As to the First, Third, Fourth, and Fifth Amendments, I can find nothing in any of them to invalidate this Connecticut law, even assuming that all those Amendments are fully applicable against the States.1 It has [381 U.S. 479, 529] not even been argued that this is a law "respecting an establishment of religion, or prohibiting the free exercise thereof."2 And surely, unless the solemn process of constitutional adjudication is to descend to the level of a play on words, there is not involved here any abridgment of "the freedom of speech, or of the press; or the right of the people peaceably to assemble, and to petition the Government for a redress of
grievances."3 No soldier has been quartered in any house.4 There has been no search, and no seizure.5 Nobody has been compelled to be a witness against= himself.6

The Court also quotes the Ninth Amendment, and my Brother GOLDBERG'S concurring opinion relies heavily upon it. But to say that the Ninth Amendment has anything to do with this case is to turn somersaults with history. The Ninth Amendment, like its companion the Tenth, which this Court held "states but a truism that all is retained which has not been surrendered," United States v. Darby, 312 U.S. 100, 124, was framed by James Madison and adopted by the States simply to make clear that the adoption of the Bill of Rights did not alter the plan that [381 U.S. 479, 530] the Federal Government was to be a government of express and limited powers, and that all rights and powers not delegated to it were retained by the people and the individual States. Until today no member of this Court has ever
suggested that the Ninth Amendment meant anything else, and the idea that a federal court could ever use the Ninth Amendment to annual a law passed by the elected representatives of the people of the State of Connecticut would have caused James Madison no little wonder.
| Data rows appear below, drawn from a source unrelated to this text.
PR #1025, opened 2018-05-21
OGM-1468 Support merge and refresh loaders in OgmEntityPersister

fax4ever:
https://hibernate.atlassian.net/browse/OGM-1468

### DIFF
--- a/core/src/main/java/org/hibernate/ogm/persister/impl/OgmEntityPersister.java
+++ b/core/src/main/java/org/hibernate/ogm/persister/impl/OgmEntityPersister.java
@@ -34,12 +34,14 @@ import org.hibernate.engine.OptimisticLockStyle;
 import org.hibernate.engine.internal.Versioning;
 import org.hibernate.engine.jdbc.env.spi.JdbcEnvironment;
 import org.hibernate.engine.jdbc.spi.JdbcServices;
+import org.hibernate.engine.spi.CascadingActions;
 import org.hibernate.engine.spi.EntityEntry;
 import org.hibernate.engine.spi.LoadQueryInfluencers;
 import org.hibernate.engine.spi.SessionFactoryImplementor;
 import org.hibernate.engine.spi.SharedSessionContractImplementor;
 import org.hibernate.internal.DynamicFilterAliasGenerator;
 import org.hibernate.internal.FilterAliasGenerator;
+import org.hibernate.loader.entity.CascadeEntityLoader;
 import org.hibernate.loader.entity.UniqueEntityLoader;
 import org.hibernate.mapping.Column;
 import org.hibernate.mapping.PersistentClass;
@@ -909,19 +911,15 @@ public abstract class OgmEntityPersister extends AbstractEntityPersister impleme
 		loaders.put( LockMode.OPTIMISTIC, createEntityLoader( LockMode.OPTIMISTIC ) );
 		loaders.put( LockMode.OPTIMISTIC_FORCE_INCREMENT, createEntityLoader( LockMode.OPTIMISTIC_FORCE_INCREMENT ) );
 
-		//FIXME handle cascading merge and refresh
 		loaders.put(
 				"merge",
-				createEntityLoader( LockMode.READ )
-				//new CascadeEntityLoader( this, CascadingAction.MERGE, getFactory() )
+				new CascadeEntityLoader( this, CascadingActions.MERGE, getFactory() )
 			);
 		loaders.put(
 				"refresh",
-				createEntityLoader( LockMode.READ )
-				//new CascadeEntityLoader( this, CascadingAction.REFRESH, getFactory() )
+				new CascadeEntityLoader( this, CascadingActions.REFRESH, getFactory() )
 			);
 	}
-
 
 	// TODO copied from AbtractEntityPersister: change the visibility
 	@Override
--- a/core/src/test/java/org/hibernate/ogm/utils/OgmTestCase.java
+++ b/core/src/test/java/org/hibernate/ogm/utils/OgmTestCase.java
@@ -10,6 +10,7 @@ import static org.fest.assertions.Assertions.assertThat;
 import static org.hibernate.ogm.utils.TestHelper.getNumberOfAssociations;
 import static org.hibernate.ogm.utils.TestHelper.getNumberOfEntities;
 
+import java.io.Serializable;
 import java.util.ArrayList;
 import java.util.List;
 import java.util.Map;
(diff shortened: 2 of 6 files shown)


core/src/test/java/org/hibernate/ogm/test/cascade/CascadeEntityLoaderTest.java
```diff
@@ -0,0 +1,150 @@
+/*
+ * Hibernate OGM, Domain model persistence for NoSQL datastores
+ *
+ * License: GNU Lesser General Public License (LGPL), version 2.1 or later
+ * See the lgpl.txt file in the root directory or <http://www.gnu.org/licenses/lgpl-2.1.html>.
+ */
+package org.hibernate.ogm.test.cascade;
```
DavideD: Shouldn't this test run for all the datastores?

core/src/test/java/org/hibernate/ogm/utils/OgmTestCase.java
```diff
@@ -123,4 +124,14 @@ public void inTransaction(Consumer<Session> consumer) {
 		}
 	}
 
+	protected <T> void deleteAll(Class<T> entity, Serializable... ids) {
```
DavideD: Can you just call this `delete`? I prefer to keep the suffix `All` only for cases where it's not possible to specify the ids.

core/src/test/java/org/hibernate/ogm/test/cascade/CascadeEntityLoaderTest.java
fax4ever: Yes, it should. I'm going to move the package.

core/src/main/java/org/hibernate/ogm/persister/impl/OgmEntityPersister.java
```diff
@@ -909,20 +911,16 @@ protected void createLoaders() {
...
 				"merge",
-				createEntityLoader( LockMode.READ )
-				//new CascadeEntityLoader( this, CascadingAction.MERGE, getFactory() )
+				new CascadeEntityLoader( this, CascadingActions.MERGE, getFactory() )
 			);
 		loaders.put(
 				"refresh",
-				createEntityLoader( LockMode.READ )
-				//new CascadeEntityLoader( this, CascadingAction.REFRESH, getFactory() )
+				new CascadeEntityLoader( this, CascadingActions.REFRESH, getFactory() )
```
gsmet: With these changes, I think we can remove the whole overriding `createLoaders()` method and use the one from ORM. That was my ultimate goal for this issue as I made significant changes to ORM in this area and I would like these changes to come for free to OGM.

Could you try and check?

core/src/test/java/org/hibernate/ogm/utils/OgmTestCase.java
fax4ever: delete was my first choice too. Unfortunately many implementations of *OGMBaseTest* already use that name :(

core/src/test/java/org/hibernate/ogm/test/cascade/CascadeEntityLoaderTest.java
```diff
@@ -0,0 +1,150 @@
...
+import org.junit.Rule;
+import org.junit.Test;
+import org.junit.rules.ExpectedException;
+
+/**
+ * Testing merge and refresh {@link CascadeEntityLoader}.
+ * Those loader coming in action on subsequent Entity load from data store,
+ * when merging detached Entity or refreshing attached Entity,
+ * performing operation on the Entity itself or from Parent Entity enabling cascade.
+ *
```
gsmet: This comment is very unclear. I'm not even sure to understand what you mean. Could you maybe try to make shorter sentences?

core/src/main/java/org/hibernate/ogm/persister/impl/OgmEntityPersister.java
fax4ever: Very good idea. Remove code it is always better ;) I'm going to check if it really possible

core/src/test/java/org/hibernate/ogm/test/cascade/CascadeEntityLoaderTest.java
fax4ever: You're right. I'm going to cut and rephrase it.

fax4ever:
Thank you @DavideD and @gsmet. I'm going to apply the change you've proposed.

core/src/test/java/org/hibernate/ogm/utils/OgmTestCase.java
fax4ever: WDYT about deleteEntities?

DavideD: No need to change it, leave it `deleteAll`

fax4ever: ok

core/src/main/java/org/hibernate/ogm/persister/impl/OgmEntityPersister.java
fax4ever: @gsmet currently is it not possible to remove the whole method. If we wanted this, we should resize the scope of the issue, adding more changes on it, or alternatively we could open a follow up issue.

fax4ever:
I rebased it, with some changes.

core/src/main/java/org/hibernate/ogm/persister/impl/OgmEntityPersister.java
gsmet: What's the issue exactly? You're too vague to convince me :).

fax4ever: :) nice approach. In the current implementation of Hibernate ORM, *noneLockLoader* and r*eadLockLoader* are moved out from the loaders map. So in order to use the whole base method we have to change the getAppropriateLoader too, leading us out of scope of OGM-1376, from what I think.

gsmet: Hum, yes, you're right, `getLoaderByLockMode()` should have been accessible to the child classes. Bummer.

I opened https://hibernate.atlassian.net/browse/HHH-12615 to change that.

gsmet:
@fax4ever you can merge it.

We'll remove the method once https://hibernate.atlassian.net/browse/HHH-12615 is fixed.

core/src/main/java/org/hibernate/ogm/persister/impl/OgmEntityPersister.java
fax4ever: nice followup!

fax4ever:
Merged! Thank you guys for review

What provision of the Constitution, then, does make this state law invalid? The Court says it is the right of privacy "created by several fundamental constitutional guarantees." With all deference, I can find no such general right of privacy in the Bill of Rights, in any other part of the Constitution, or in any case ever before decided by this Court.7

At the oral argument in this case we were told that the Connecticut law does not "conform to current community standards." But it is not the function of this Court to decide cases on the basis of community standards. We are here to decide cases "agreeably to the Constitution and laws of the United States." It is the essence of judicial [381 U.S. 479, 531] duty to subordinate our own personal views, our own ideas of what legislation is wise and what is not. If, as I should surely hope, the law before us does not reflect the standards of the people of Connecticut, the people of Connecticut can freely exercise their true Ninth and Tenth Amendment rights
to persuade their elected representatives to repeal it. That is the constitutional way to take this law off the books.